Companies are scrambling to adapt their operations to the new climate.
“We have to review our business model and make it leaner and compete on price and have more quality in our network and to have more data,” said Mickael Ghossein, chief executive officer of Orange Telkom Kenya, which is 51 percent held by France Telecom SA. “We have to enhance our quality of networks.”
Sharing Towers
In South Africa, Vodacom, which is 65 percent owned by Vodafone, is investing in data networks. Data now accounts for more than 50 percent of its traffic and is growing at more than 50 percent a year, Uys said.
The company is also pushing smart devices that are able to browse the Internet to low-end segments with touchscreen phones that retail at 499 rand ($73). Once users have an improved mobile-browsing experience, data consumption increases, Uys said
Operators are also sharing infrastructure, especially to reach sparsely populated rural areas where returns on capital invested in infrastructure are low.
Infrastructure sharing and outsourcing of towers has been punted for years.
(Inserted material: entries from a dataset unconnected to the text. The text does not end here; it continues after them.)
PR #111, opened 2019-04-16
Add export targets to S98

jpcima:
This is to complete the second part of task #98.

Now, S98 can be exported in the same way as VGM.
The file header can contain 2 device info blocks when a PSG is used.

The FM will map to command 00-01.
The PSG, if used, will map to 02 and 03(unused).


rerrahkr:
Thanks for your contribution!

Issue #113, opened 2019-04-19
Interpolation enters junk data


jpcima:
On ef71afc, sometimes interpolating will insert bad values into the pattern.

Now, faced with greater competitive pressure, companies are beginning to act.
‘Good Industry’
Last month, Vodafone signed an agreement with Eaton Towers to manage its 750 towers in Ghana. On Nov. 5, American Tower Corp. agreed to buy 3,200 towers from Cell C Ltd., South Africa’s third-largest mobile phone services provider, in a deal worth $430 million.
“We are going to see more and more of those type of deals happening,” said David Lerche, a telecoms analyst at Johannesburg-based Avior Research. “There are lots of little tower companies running around trying to position themselves as tower outsourcers. It’s quite an interesting development.”
For all its challenges, the market is still attractive, Marc Rennard, vice president of Orange Mobile for Africa, Middle East and Asia, said in an interview.
While investor interest has waned a little, “we are profitable, the big players, the five, six main players are profitable,” he said. “It’s still a good industry.”